# PROBLEM:
Only one stretch of the records below is wanted: the lines from the one holding "Irving-cl: > Maybe" through the one holding "binaries for each test?". Return it exactly, both ends included.

# RECORDS SHOWN:
PR #5622, opened 2020-10-09
[cmake] add build options for FTD, MTD, and RCP

jwhui:

PR #6092, opened 2021-01-19
[build] only build unit tests when FTD is enabled

Irving-cl:
Following #5622, build unit tests only when FTD is enabled.

With #5622, we can build MTD only. However the unit tests would still be built in this case and it links the `ftd` lib, which causes a link error. This PR solves this problem.

### DIFF
--- a/tests/CMakeLists.txt
+++ b/tests/CMakeLists.txt
@@ -26,4 +26,6 @@
 #  POSSIBILITY OF SUCH DAMAGE.
 #
 
+if(OT_FTD)
 add_subdirectory(unit)
+endif()


tests/CMakeLists.txt
```diff
@@ -26,4 +26,6 @@
 #  POSSIBILITY OF SUCH DAMAGE.
 #
 
+if(OT_FTD)
```
simonlingoogle, line 29: Just curious do we only run unit tests for FTD ?

jwhui: Ideally, we should run the subset of unit tests that apply to the current build.

simonlingoogle: It seems to be a big change and maybe unnecessary to allow building unit for MTD. Only running unit tests for FTD is fine to me.

simonlingoogle (approved):
LGTM 👍

tests/CMakeLists.txt
Irving-cl: After rethinking on this, I think we can do it in this way:
* So long as `OT_FTD` is ON, we link `openthread-ftd` for the unit tests.
* Otherwise, we link `openthread-mtd` for the unit tests.

I haven't tried yet. But I think it would work. Since currently we hard code linking  'openthread-ftd' for unit tests, there shouldn't be any MTD-only dependencies in unit tests.

simonlingoogle: Maybe you are going to need to add `#if OPENTHREAD_FTD ... #endif` for test code that tests FTD only features.

Be aware that OT_FTD and OT_MTD can be both ON. In such case, which library are you going to link?
Are we going to build separate FTD and MTD binaries  for each test?

Irving-cl: > Maybe you are going to need to add #if OPENTHREAD_FTD ... #endif for test code that tests FTD only features.

Yeah, many unit tests (`test_multicast_listeners_table`, `test_ndproxy_table`...) is already doing this.

> Be aware that OT_FTD and OT_MTD can be both ON. In such case, which library are you going to link?
> Are we going to build separate FTD and MTD binaries for each test?

No, in this case we link the ftd library. And this is currently how we handle it. Currently we build FTD and MTD together and we link unit tests with ftd lib. This means that, for the unit test code, MTD is always a subset of FTD. The purpose of doing this is just to make it possible to build unit tests (though only a subset) when only MTD is enabled. 

Perhaps there would be some test code for MTD-only features in the future. At that time, we would whatever need to link two different libs for unit tests. For now we only need to link ftd lib for unit tests.

simonlingoogle: > This means that, for the unit test code, MTD is always a subset of FTD.

Agree. That being the case, just building unit tests for FTD should be sufficient for testing purpose. Thoughts?

Irving-cl: SGTM. Then let's keep it as it is.

jwhui (approved):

# RESULT BELOW:
Irving-cl: > Maybe you are going to need to add #if OPENTHREAD_FTD ... #endif for test code that tests FTD only features.

Yeah, many unit tests (`test_multicast_listeners_table`, `test_ndproxy_table`...) is already doing this.

> Be aware that OT_FTD and OT_MTD can be both ON. In such case, which library are you going to link?
> Are we going to build separate FTD and MTD binaries for each test?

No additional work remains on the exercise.